▶ [PROBLEM TO SOLVE]
Please return every line below that contains the string "such".

Collected data entries
==*==

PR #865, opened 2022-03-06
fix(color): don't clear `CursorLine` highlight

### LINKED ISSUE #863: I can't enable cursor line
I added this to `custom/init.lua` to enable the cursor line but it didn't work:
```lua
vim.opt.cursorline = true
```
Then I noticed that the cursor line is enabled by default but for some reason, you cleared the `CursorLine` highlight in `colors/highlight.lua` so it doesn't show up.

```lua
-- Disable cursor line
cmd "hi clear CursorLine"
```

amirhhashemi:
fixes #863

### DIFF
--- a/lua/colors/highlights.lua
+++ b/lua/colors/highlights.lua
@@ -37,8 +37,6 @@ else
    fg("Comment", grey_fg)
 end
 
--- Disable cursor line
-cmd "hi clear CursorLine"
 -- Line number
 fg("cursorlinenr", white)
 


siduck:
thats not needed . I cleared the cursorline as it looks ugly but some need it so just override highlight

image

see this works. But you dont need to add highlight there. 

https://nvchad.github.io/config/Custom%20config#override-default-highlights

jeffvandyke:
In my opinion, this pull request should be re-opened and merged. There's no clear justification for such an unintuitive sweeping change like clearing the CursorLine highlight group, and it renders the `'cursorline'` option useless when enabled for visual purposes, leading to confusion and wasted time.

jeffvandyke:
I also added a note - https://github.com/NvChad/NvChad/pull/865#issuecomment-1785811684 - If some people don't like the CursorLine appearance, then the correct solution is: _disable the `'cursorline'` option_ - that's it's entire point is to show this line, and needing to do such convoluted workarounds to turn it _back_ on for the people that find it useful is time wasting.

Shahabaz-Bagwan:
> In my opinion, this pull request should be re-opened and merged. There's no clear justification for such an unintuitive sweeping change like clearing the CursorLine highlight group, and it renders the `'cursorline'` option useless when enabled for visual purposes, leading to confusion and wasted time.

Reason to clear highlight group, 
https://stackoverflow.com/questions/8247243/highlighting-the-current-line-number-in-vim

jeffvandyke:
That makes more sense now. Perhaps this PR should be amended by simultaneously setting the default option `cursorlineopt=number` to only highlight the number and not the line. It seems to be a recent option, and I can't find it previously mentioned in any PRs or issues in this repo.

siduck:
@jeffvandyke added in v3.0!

==*==

▶ [ANSWER SPACE]
In my opinion, this pull request should be re-opened and merged. There's no clear justification for such an unintuitive sweeping change like clearing the CursorLine highlight group, and it renders the `'cursorline'` option useless when enabled for visual purposes, leading to confusion and wasted time.
I also added a note - https://github.com/NvChad/NvChad/pull/865#issuecomment-1785811684 - If some people don't like the CursorLine appearance, then the correct solution is: _disable the `'cursorline'` option_ - that's it's entire point is to show this line, and needing to do such convoluted workarounds to turn it _back_ on for the people that find it useful is time wasting.
> In my opinion, this pull request should be re-opened and merged. There's no clear justification for such an unintuitive sweeping change like clearing the CursorLine highlight group, and it renders the `'cursorline'` option useless when enabled for visual purposes, leading to confusion and wasted time.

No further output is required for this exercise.